This release is meant to fix the following issues (regressions / silent correctness):
Breaking Changes:
- The pytorch/pytorch docker image now installs the PyTorch package through pip and has switch its conda installation from miniconda to miniforge (#134274)
Windows:
- Fix performance regression on Windows related to MKL static linking (#130619) (#130697)
- Fix error during loading on Windows: [WinError 126] The specified module could not be found. (#131662) (#130697)
MPS:
- Fix tensor.clamp produces wrong values (#130226)
- Fix Incorrect result from batch norm with sliced inputs (#133610)
ROCM:
- Fix for launching kernel invalid config error when calling embedding with large index (#130994)
- Added a check and a warning when attempting to use hipBLASLt on an unsupported architecture (#128753)
- Fix image corruption with Memory Efficient Attention when running HuggingFace Diffusers Stable Diffusion 3 pipeline (#133331)
Distributed:
- Fix FutureWarning when using torch.load internally (#130663)

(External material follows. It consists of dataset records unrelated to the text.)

PR #3720, opened 2021-12-09
Added SDL version check before SDL_SetHint(SDL_HINT_MOUSE_TOUCH_EVENTS, "0");

JoBergeron:


StephenCWills:
Thanks for the fix, but AJenbo already cleaned up his merge so this change has already been implemented (94fa772). And especially considering I can't figure out what clang-format is complaining about, I think it's safer to just close this PR.

Also, just some potentially helpful advice. The commit log here is a bit confusing. You can fix that by rebasing or resetting your master branch onto diasurgical's, however I highly recommend creating new branches for your PRs.

JoBergeron:
ok! Still trying to get the hang of Git, thanks for the pointers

- Fix FutureWarning when using torch.cuda.amp.autocast internally (#130660)
Torch.compile:
- Fix exception with torch compile when onnxruntime-training and deepspeed packages are installed. (#131194)
- Fix silent incorrectness with torch.library.custom_op with mutable inputs and torch.compile (#133452)
- Fix SIMD detection on Linux ARM (#129075)
- Do not use C++20 features in cpu_inducotr code (#130816)
Packaging:
- Fix for exposing statically linked libstdc++ CXX11 ABI symbols (#134494)
- Fix error while building pytorch from source due to not missing QNNPACK module (#131864)
- Make PyTorch buildable from source on PowerPC (#129736)
- Fix XPU extension building (#132847)
Other:
- Fix warning when using pickle on a nn.Module that contains tensor attributes (#130246)
- Fix NaNs return in MultiheadAttention when need_weights=False (#130014)
- Fix nested tensor MHA produces incorrect results (#130196)
- Fix error when using torch.utils.flop_counter.FlopCounterMode (#134467)
Tracked Regressions:
- The experimental remote caching feature for Inductor's autotuner (enabled via TORCHINDUCTOR_AUTOTUNE_REMOTE_CACHE) is known to still be broken in this release and actively worked on in main. Following Error is generated: redis.exceptions.DataError: Invalid input of type: 'dict'. Please use nightlies if you need this feature (reported and Fixed by PR: #134032)
Release tracker #132400 contains all relevant pull requests related to this release as well as links to related issues.